Uganda’s health facilities are classified into seven levels based on the services they offer and the operational area they are intended to serve. The lowest level is Health Centre level one (HC I), rising through levels two and three to Health Centre Level four (HC IV); Above that are General hospital, Regional Referral hospital and National Referral hospital respectively. The country is blessed with 139 general hospitals and 14 Regional Referral Hospitals. The 05 National Referral Hospitals are Mulago National Referral Hospital, Butabika National Referral Hospital, China-Uganda Friendship Hospital, Kawempe National Referral Hospital and Kiruddu National Referral Hospital. All five are situated in Kampala and within central region.
Even though northern Uganda is indisputably peaceful, a significant number of victims and survivors of the Lord’s Resistance Army (LRA) rebellion, as well as many of the refugees Uganda generously hosts, are still far from healing after decades of war. Many nurse different forms of conflict-induced physical and psychological harms that require critical rehabilitation services that go beyond the scope of generic services. For them, accessing national referral hospitals in Kampala has for decades been challenging. While suffering from ailments that cannot be addressed at the level of health centers and regional referral hospitals, the costs of accessing national referral hospitals remain extremely high for many people across Uganda in terms of transportation, feeding and medical bills. Additionally, these costs are a huge barrier to social support visitation from informal support networks such as family members, relatives, neighbors and friends that often contribute to emotional, psychological and medical recovery of patients.
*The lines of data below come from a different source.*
PR #6690, opened 2026-08-21
perf(web): verify the session JWT in-process instead of calling GoTrue on every navigation

markokraemer:
## The problem

Every client-side navigation in the web app paid a network round trip before its
RSC payload could start.

`src/middleware.ts` matched every app route, and on every non-auth route it ran
`await supabase.auth.getUser()`. `getUser()` validates the access token by
round-tripping GoTrue. RSC navigation requests hit the route path itself, so they
match the matcher too — meaning every project/session switch went
browser -> Vercel edge -> Supabase -> back before any data loading even began.

This is invisible in a page-load benchmark and very visible when clicking around.

## The fix

Our Supabase projects sign user tokens with **ES256**, verified on both local and
dev:

```
$ curl https://<dev-project>.supabase.co/auth/v1/.well-known/jwks.json
{"keys":[{"alg":"ES256","crv":"P-256","kid":"3558308f-...","kty":"EC",...}]}

$ # header of a real user access token
{"alg":"ES256","kid":"b81269f1-21d8-4f2e-b719-c2240a840d90","typ":"JWT"}
```

So `getClaims()` verifies the signature **in-process** against a JWKS that
auth-js caches globally. No network on the common path.

`getUser()` remains the fallback for everything that cannot be settled locally —
an expired token that needs a refresh, symmetric (HS\*) signing keys, WebCrypto
unavailable — because it is also what produces the precise error codes the
existing stale-session self-heal matches on. That self-heal is unchanged.

The logic lives in `src/lib/supabase/middleware-identity.ts` so it is testable
without standing up a Supabase client; `middleware.ts` just calls it.

### This is not a weaker check

The cookie is still never trusted unverified — the signature is checked with
WebCrypto, which is exactly what Supabase documents `getClaims()` for. Proven
below with a forged token.

## Verification

All against a real local Supabase, with a logging reverse proxy in front of it so
every outbound auth call is counted and attributed by user-agent.

**Middleware-only route** (`/projects` redirects in middleware, never renders):

| | baseline | this PR |
|---|---|---|
| GoTrue calls / 10 authed navigations | **10** (`GET /auth/v1/user`) | **0** |
| latency / navigation (loopback) | 39.0ms avg | 8.9ms avg |

**Rendering route** (`/settings`): 3 requests -> **6** server `getUser` calls on
baseline, **3** on this PR. The middleware's call is gone; the remaining one per
request is that page's own server-side check, untouched here. (Worth a follow-up.)

**Cold instance**: exactly one `GET /auth/v1/.well-known/jwks.json` on the first
authenticated request, then 0 for every navigation after.

**Security — forged token rejected.** Took a genuine session cookie, swapped the
`sub` claim, left the now-invalid signature, re-encoded it the way
`@supabase/ssr` does:

```
FORGED  (sub swapped, signature stale) -> 307 location: /auth?redirect=%2Fprojects
GENUINE                                -> 307 location: /projects/start
NO COOKIE                              -> 307 location: /auth?redirect=%2Fprojects
```

**Real browser**: signed in through the actual `/auth` page against the running
app, landed on `/projects/start`, session cookie accepted by the new resolver.

**Suites**: `bun test src` in `apps/web` -> **7963 pass / 0 fail** across 621
files. `tsc --noEmit` clean apart from the two pre-existing `@/.source` fumadocs
codegen errors. `eslint` clean on all three touched files.

## Where the win actually lands — measured per environment

`getClaims()` only verifies locally when the project publishes asymmetric keys.
I pulled every environment's JWKS:

| env | Supabase | JWKS | effect of this PR |
|---|---|---|---|
| local | `127.0.0.1:54321` | `ES256` | round trip eliminated |
| dev | `heprlhlltebrxydgtsjs.supabase.co` | `ES256` | round trip eliminated |
| staging | `ujzsbwvurfyeuerxxeaz.supabase.co` | `{"keys":[]}` | no change |
| prod | `supa.kortix.com` (self-hosted) | `{"keys":[]}` | no change |

An empty `keys` array means the project still signs with the legacy HS256 shared
secret. On those, `getClaims()` sees `alg: HS*`, skips local verification, and
internally calls `getUser()` — so staging and prod get **exactly the same number
of network calls as today**. Correct, just not faster.

So: the win lands on dev now. **Users on prod get nothing until prod's Supabase
migrates to asymmetric JWT signing keys.** That migration is the follow-up that
actually delivers this to customers; this PR is the prerequisite that makes it pay
off the moment it happens.

## Risk

None identified. On ES256 projects the check is strictly stronger than trusting a
cookie and strictly cheaper than a round trip. On HS256 projects the code path is
equivalent to today's. Behavior is identical in every case — only the number of
network calls changes, and only downward.

### DIFF
--- a/apps/web/src/lib/supabase/middleware-identity.test.ts
+++ b/apps/web/src/lib/supabase/middleware-identity.test.ts
@@ -1,0 +1,142 @@
+import { describe, expect, test } from 'bun:test';
+
+import { resolveMiddlewareIdentity, type MiddlewareAuth } from './middleware-identity';
+
+/** Build a fake auth surface and record which calls the resolver actually made. */
+function fakeAuth(overrides: Partial<MiddlewareAuth>) {
+  const calls: string[] = [];
+  const auth: MiddlewareAuth = {
+    getClaims: async () => {
+      calls.push('getClaims');
+      return { data: null, error: null };
+    },
+    getUser: async () => {
+      calls.push('getUser');
+      return { data: { user: null }, error: null };
+    },
+    ...overrides,
+  };
+  // Re-wrap the overrides so they are recorded too.
+  const recorded: MiddlewareAuth = {
+    getClaims: async () => {
+      calls.push('getClaims');
+      return auth.getClaims();
+    },
+    getUser: async () => {
+      calls.push('getUser');
+      return auth.getUser();
+    },
+  };
+  return { auth: recorded, calls };
+}
+
+describe('resolveMiddlewareIdentity', () => {
+  test('a locally verified JWT settles the identity without calling getUser', async () => {
+    const { auth, calls } = fakeAuth({
+      getClaims: async () => ({
+        data: { claims: { sub: 'user-123', user_metadata: { locale: 'de' } } },
+        error: null,
+      }),
+      getUser: async () => {
+        throw new Error('getUser must not be called on the verified fast path');
+      },
+    });
+
+    const identity = await resolveMiddlewareIdentity(auth);
+
+    expect(identity.user).toEqual({ id: 'user-123', user_metadata: { locale: 'de' } });
+    expect(identity.authError).toBeNull();
+    expect(identity.source).toBe('claims');
+    expect(calls.filter((c) => c === 'getUser')).toHaveLength(0);
+  });
+
+  test('an anonymous request costs no network call at all', async () => {
+    // getSession() found nothing: no claims, and no error either.
+    const { auth, calls } = fakeAuth({
+      getClaims: async () => ({ data: null, error: null }),
+    });
+
+    const identity = await resolveMiddlewareIdentity(auth);
+
+    expect(identity.user).toBeNull();
+    expect(identity.authError).toBeNull();
+    expect(identity.source).toBe('no-session');
+    expect(calls.filter((c) => c === 'getUser')).toHaveLength(0);
+  });
+
+  test('claims without a subject are not an identity — it falls back to getUser', async () => {
+    const { auth, calls } = fakeAuth({
+      getClaims: async () => ({ data: { claims: { email: 'a@b.c' } }, error: null }),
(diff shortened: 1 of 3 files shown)


markokraemer:
## Correction after deploying to dev: this is a no-op in every deployed env today

I claimed above that dev would get the speedup. That was wrong, and the error was
using the JWKS as the signal.

**A published JWKS key is not proof of how tokens are signed.** Dev publishes an
ES256 key *and still signs with HS256*. Verified by decoding a real access token
minted against dev's Supabase:

```
dev JWT header: {"alg":"HS256","kid":"4xe2F7ZWjt3F1l/w","typ":"JWT"}
```

| env | JWKS | actual token `alg` | effect of this PR |
|---|---|---|---|
| local | ES256 | **ES256** | round trip eliminated (measured 10 -> 0) |
| dev | ES256 published | **HS256** | none |
| staging | `{"keys":[]}` | HS256 | none |
| prod (self-hosted) | `{"keys":[]}` | HS256 | none |

With `alg: HS*`, `getClaims()` sets `signingKey = null` and internally calls
`getUser()` — the same call count as before. Correct, just not faster.

So the measured 39.0ms -> 8.9ms result stands, but **only on local**. No deployed
environment benefits yet.

### What is still true

- Zero regression anywhere. The HS256 path is equivalent to the previous code.
- Verified on dev at the deployed SHA `951cbe80e8` (contains merge `9e2092b11d`):
  authenticated `/projects` -> `/projects/start`, unauthenticated -> `/auth`.
- This is the prerequisite. The instant an environment promotes its asymmetric key
  to the **active signing key**, the win turns on with no further code change.

### Follow-up that actually delivers it

Dev already has an ES256 key published, so dev needs only that key promoted to
active. Prod has no asymmetric key at all and runs self-hosted GoTrue at
`supa.kortix.com`, so it needs real configuration work and its own plan.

While the two best known national referral hospitals in Uganda, namely Mulago and Butabika, have done wonders in providing much needed quality health care and treatment service in Uganda, the need to extend such capacity across the country is therefore great. The elevation of seven (7) municipalities into cities in July 2020 by the Parliament could offer a roadmap for strategic health service transformation and popular access to specialized services. If national referral hospitals could be unveiled in the new cities, it would decentralize specialized medical services and help in leveraging the existing national referral hospitals that are currently overwhelmed by patient numbers, in the process enabling sustainable healing and better health services in Uganda.
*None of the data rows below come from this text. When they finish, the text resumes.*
PR #258, opened 2017-11-22
a broken test case revealed a bug in souper's test harness where it

regehr:
wasn't checking that an APInt in test metadata had a width matching
the APInt computed by Souper

this patch fixes both problems


regehr:
merging as obviously ok....

PR #260, opened 2017-11-23
build LLVM with assertions

regehr:


regehr:
merging w/o review as this is obviously desirable

PR #262, opened 2017-11-26
this patch makes ASan+UBsan happy with Souper

regehr:


lib/Extractor/KLEEBuilder.cpp
```diff
@@ -351,7 +351,7 @@ ref<Expr> ExprBuilder::buildAssoc(
 
 ref<Expr> ExprBuilder::countOnes(ref<Expr> L) {
    Expr::Width Width = L->getWidth();
-   ref<Expr> Count =  klee::ConstantExpr::create(0, Width);
+   ref<Expr> Count =  klee::ConstantExpr::alloc(llvm::APInt(Width, 0));
```
jeroenk: What's the problem with `create`? As far as I can tell that does an `alloc`.

regehr: when called with Width==256 (in one of our tests) there's an UB in Klee that this works around
probably need to audit all calls to ConstExpr::create but for now this gives a clean build

regehr: I could submit a PR for Klee but we're using such an old, hacked up version that I have no idea if the problem's still there

jeroenk: The ConstantExpr code doesn't seem to have changed. It's in `include/klee/Expr.h`. In any case, I don't think this should stop this from going in.

It's not clear to me what the UB is, by the way.

jeroenk:
LGTM.

regehr:
Thanks!
I'll send you a stack trace in email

In addition to building the capacity to respond to the harms of the past, upgrading regional hospitals to National Referral Hospital status should also be done with an eye to Uganda’s hoped for future; just as in other developed and developing countries worldwide, urbanization and the emergence of cities is usually accompanied by a rise in industrialization. In the case of northern Uganda, the government and citizens should prepare to respond to any health hazards related to such development. Having specialized health services will help in offering preventive and therapeutic support to vulnerabilities and ailments that might emanate from exposure to pollutants and waste toxins, as well as industrial and road accidents.
Benchmarking capabilities: whether the new cities are capable of transitioning the regional referral hospitals to national referral facilities.
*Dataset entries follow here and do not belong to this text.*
PR #267, opened 2017-11-30
a huge number of block predecessors was getting turned into ~0

regehr:
and then triggering a tombstone value in LLVM's DenseMap.

a sensible way to fix seems to be to put an arbitrary (but enormous)
limit on the number of predecessors


chenyang78:
LGTM. Thanks.

PR #269, opened 2017-12-01
dataflow parsing was doing OOB shifts of APInts sometimes, to fix

regehr:
these we do the length test before the operations that do shifts

this changes some error messages but not in a bad way, the tests are
legitimately wrong in multiple ways, so this should be OK


jubitaneja:
LGTM. Thanks!

PR #270, opened 2017-12-01
overflow intrinsics are not allowed to be inferred, only

jubitaneja:
the overflow bit or operand's bitwidth result can be returned

souper-check returned protocol error earlier when overflow intrinsic was inferred.


regehr:
LGTM

PR #271, opened 2017-12-01
absurd argument values were causing APInt to assert out, and

regehr:
there's a better way to compare APInts anyway


jubitaneja:
LGTM. Thanks!

PR #272, opened 2017-12-04
souper's parser has some basic forward type inference where widths

regehr:
don't need to always be specified

some error checking specific to ctpop/cttz/ctlz/bswap was breaking
type inference for those instructions since the checking was done too
early, this PR fixes that


regehr:
oops, working in a boring meeting and merged w/o thinking
but I think this trivial patch is pretty obviously ok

When a victim of the Lord’s Resistance Army (LRA) war recently asked me why she could not be treated for her problems in Gulu, I felt disempowered and stammered in my efforts to respond to her. Although she was being medically supported by the Refugee Law Project (RLP) through St Mary’s Hospital Lacor, doctors there had referred her to Mulago Hospital because they could not extract splinters that she had retained under her scull for twenty years and that had been causing her constant headache and nose bleeds. “Why”, she asked me, “do the doctors from Gulu have to refer me [to Kampala], yet I heard that some conjoined twins were separated from Soroti Regional Referral Hospital in April 2021?” In her quest for healing she had witnessed a number of surgeons support and bring about recovery in people whose cases she believed were more complicated than her own. She therefore assumes that they are also capable of helping her and is frustrated when they say they cannot.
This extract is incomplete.